I knew I couldn't just stop working directly with nature because my health was still not stable, so I stated that I would not be delving into the details of new health work. I would continue using any processes I had already used, and use MAP as needed, but I wanted to put the health-related co-creative science projects to rest for an indefinite period. I felt I was bailing out or reneging in some way. I thought nature might be let down by my redirected focus. I felt guilty, having committed to co-creative science, but I had to make this move in order to survive and eventually carry on. Yet whenever I asked for help, usually in an emergency medical situation, they were there, as ready and willing and capable as ever to help me out.

I started to settle in with my new redirected agenda and things started to fall mysteriously into place. I checked in with my team and was informed that nature didn't consider my redirection a sway from co-creative science at all. Rather, they considered it part of my lesson plan. I was being totally supported in my new focus and taught how to integrate what I had learned in my first year of studies.

So now my life looks different. More balanced in many ways, although I still haven't got the foggiest notion how to schedule everything into a week. I am still doing what healing work I require. I still see my health care practitioners, but not as frequently as before. I even required some more microbial balancing, after not needing any for a few months. But it is so much easier now. When I look back to a year ago when I was just learning the MBP, I shudder at how difficult it was and how sick I felt.

The health work has been a full-time job.
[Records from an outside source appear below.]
PR #2024, opened 2024-09-02
feat: support w3c revocation

KulkarniShashank:
### What ###
This PR introduces support for W3C credential revocation. The following changes have been made:

Refactor functionality for Verify Credential and Verify Presentation.
Integrated with the Bit String Status List for checking and updating credential status.

### How ###
**Revocation Flow**: Implemented the revocation flow by checking a credential status and updating the credential issuance process to handle revocable credentials.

Then I finally started to understand: That this is a partnership and I have some responsibility to set some of the boundaries. I could make the decisions I have knowledge and insight about, and ask the teams for support and assistance when I am beyond my capacity. I could work with nature as a partner now. My relationship with nature evolves as we get to know and understand one another better. Whenever I doubt them or myself, I am given the evidence I need to continue on. When I make a mistake because I am working hard but just don't get it, I have a difficult lesson, but I also get bailed out when I am in big trouble. The point is, with nature work, you can learn the easy way or you can learn the hard way, but if you persist, you will learn.